About 5 years ago, every keynote I attended seemed to be by an evangelist from one of the big Web companies, such as Google, Yahoo!, Twitter, Facebook and the like. At each of these the general sentiment seemed, to me, to be that they had the crawl data, they could do the big analysis, they were ‘big data’ and look at all the cool things we can tell from access to that data. Of course, they’d throw us researchers a ‘sop’ in the interests of being good Web citizens, with Twitter offering 15% of their tweets as a corpus for research, but the feeling from the researchers I spoke with, was that we could never compete against the shear mass of data crawled (and therefore, it seemed, owned) by the big-guys!
Well thankfully, we were to some extent wrong.
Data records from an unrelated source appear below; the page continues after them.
PR #1078, opened 2019-02-04
Remove deploy-stack.armhf.sh script

rdimitrov:
Signed-off-by: Radoslav Dimitrov <rdimitrow@gmail.com>

## Description

Considering that there's now a single `deploy-stack.sh` script, I believe there's no reason to keep a separate one for armhf. 
I understand the reason is to not break any old references, but some time has passed since that change and at the end it might be even rather confusing to keep it.

## Motivation and Context

## Types of changes

## Checklist:

- [ ] I've read the [CONTRIBUTION](https://github.com/openfaas/faas/blob/master/CONTRIBUTING.md) guide

### DIFF
--- a/deploy_stack.armhf.sh
+++ b/deploy_stack.armhf.sh
@@ -1,3 +1,0 @@
-#!/bin/sh
-
-sh ./deploy_stack.sh


rgee0:
Not sure about this. The deploy scripts were only consolidated on 25/12 and this will break 2 years worth of content that refers to the armhf version.

alexellis:
I would agree with Richard's point and caution here. 

It will break some blog posts, but probably not _that bad_.. I suspect people will come looking then see this issue or ask and then get pointed at deploy_stack.sh.

For now it seems like a harmless alias. Do we want to agree a self-life for it - so we remove in say 1 or 3 months?

Alex

rdimitrov:
Okay from my side 👍

zeerorg:
Maybe we can collect places where it refers to the `deploy_stack.armhf` version here if we stumble upon it so that the changes are updated

alexellis:
Those places happen to be across dozens of blog posts 😄  If we break it people may just arrive here? I'm not sure I want the pain of dozens of people blaming me for this.

zeerorg:
Ohh, didn't think about the blog posts that are referring to current functionality. We should leave it in that case. we don't want to break personal scripts and blog posts 😛

alexellis:
Let's see what happens. I'll merge it.

Issue #1081, opened 2019-02-07
Proposal: move /metrics to a separate HTTP port


alexellis:
## Task

We should move the /metrics/ path scraped by Prometheus for internal use to a separate HTTP port. This separates concerns.

## Possible Solution

* Figure out the port we want to use (not 8081, since that clashes with the provider)
* Add another HTTP server
* Bind the handler from Prometheus
* Update helm chart, YAML and docker-compose for all platforms.
* Test end to end

viveksyngh:
I would like to work on this one.

alexellis:
You can assign it with Derek

viveksyngh:
Derek assign: me

PR #1085, opened 2019-02-13
Add new HTTPServer to serve /metrics on port 8082

viveksyngh:
This is WIP PR to a new HTTPServer on port 8082 in a goroutine to serve
/metrics endpoint on a different port.

This also update the configurations and compose files.

Fixes: #1081

## Motivation and Context

 #1081

## How Has This Been Tested?

Tested on local swarm cluster:
screen shot 2019-02-15 at 7 37 13 pm

screen shot 2019-02-15 at 7 37 30 pm

## Types of changes

## Checklist:

### DIFF
--- a/docker-compose.yml
+++ b/docker-compose.yml
@@ -3,6 +3,7 @@ services:
     gateway:
         ports:
             - 8080:8080
+            - 8082:8082
         image: openfaas/gateway:0.11.1
         networks:
             - functions
--- a/docker-compose.yml
+++ b/docker-compose.yml
@@ -3,7 +3,6 @@ services:
     gateway:
         ports:
             - 8080:8080
-            - 8082:8082
         image: openfaas/gateway:0.11.1
         networks:
             - functions
--- a/gateway/server.go
+++ b/gateway/server.go
@@ -207,7 +207,22 @@ func main() {
 	}
 
 	metricsHandler := metrics.PrometheusHandler()
-	r.Handle("/metrics", metricsHandler)
+
+	//Create a new server to serve /metrics endpoint
+	go func() {
+		routes := mux.NewRouter()
+		routes.Handle("/metrics", metricsHandler)
+		port := 8082
+		s := &http.Server{
+			Addr:           fmt.Sprintf(":%d", port),
+			ReadTimeout:    config.ReadTimeout,
+			WriteTimeout:   config.WriteTimeout,
+			MaxHeaderBytes: http.DefaultMaxHeaderBytes,
+			Handler:        routes,
+		}
+		log.Fatal(s.ListenAndServe())
+	}()
+
 	r.HandleFunc("/healthz", handlers.MakeForwardingProxyHandler(reverseProxy, forwardingNotifiers, urlResolver, nilURLTransformer)).Methods(http.MethodGet)
 
 	r.Handle("/", http.RedirectHandler("/ui/", http.StatusMovedPermanently)).Methods(http.MethodGet)
--- a/gateway/server.go
+++ b/gateway/server.go
@@ -232,11 +232,11 @@ func runMetricsServer() {
 	metricsHandler := metrics.PrometheusHandler()
 	router := mux.NewRouter()
 	router.Handle("/metrics", metricsHandler)
-	router.HandleFunc("/healthz", healthzHandler)
+	router.HandleFunc("/healthz", handlers.HealthzHandler)
 
 	port := 8082
-	readTimeout := time.Duration(5) * time.Second
-	writeTimeout := time.Duration(5) * time.Second
+	readTimeout := 5 * time.Second
+	writeTimeout := 5 * time.Second
 
 	s := &http.Server{
 		Addr:           fmt.Sprintf(":%d", port),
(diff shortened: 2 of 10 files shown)


gateway/server.go
```diff
@@ -207,7 +207,22 @@ func main() {
...
+		routes := mux.NewRouter()
+		routes.Handle("/metrics", metricsHandler)
+		port := 8082
+		s := &http.Server{
+			Addr:           fmt.Sprintf(":%d", port),
+			ReadTimeout:    config.ReadTimeout,
+			WriteTimeout:   config.WriteTimeout,
+			MaxHeaderBytes: http.DefaultMaxHeaderBytes,
+			Handler:        routes,
+		}
```
LucasRoesler: How do you plan on stopping this goroutine when the main thread stops? The server should be defined outside of the goroutine, there should be some kind of signal catch, and then sending `s.Shutdown()` to stop this gracefully.

viveksyngh: I think when main thread stops it will also stop the go routines launched from main thread, it may not do the cleanup on the resources used.  I will implement the server to shutdown gracefully.

alexellis:
Graceful shutdown should first be implemented separately for the main server - raise an issue if you want? I'm OK for this metrics endpoint to be shutdown from SIGTERM in the initial version.

alexellis:
Do we need a /healthz on the new port, too?

gateway/server.go
alexellis: I think we could set a shorter, static timeout value for the HTTP server given that this is not serving function requests.

gateway/server.go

Open source at the data level rides again with the common crawl!
The Common Crawl data set contains approximately 6 billion web documents stored on a publicly accessible, scalable computer cluster. Here is some more information on the content and storage of the data set.
Well, the Common Crawl won’t solve all problems, it won’t let us look at user interactivity or user behaviour, as we’d need a search Engine and tracking for that – but it is a very good start and who knows, we may get behaviour in the future via some means not yet considered.
Eitherway, before the common crawl we thought only big commercial engines would have access, the common crawl teaches us this is not the case, and that there is always hope. Well Done to the Common Crawl!
Common Crawl Foundation is a California 501(c)(3) registered non-profit founded by Gil Elbaz with the goal of democratizing access to web information by producing and maintaining an open repository of web crawl data that is universally accessible and analyzable.
As the largest and most diverse collection of information in human history, the web grants us tremendous insight if we can only understand it better. For example, web crawl data can be used to spot trends and identify patterns in politics, economics, health, popular culture and many other aspects of life. It provides an immensely rich corpus for scientific research, technological advancement, and innovative new businesses. It is crucial for our information-based society that the web be openly accessible to anyone who desires to utilize it.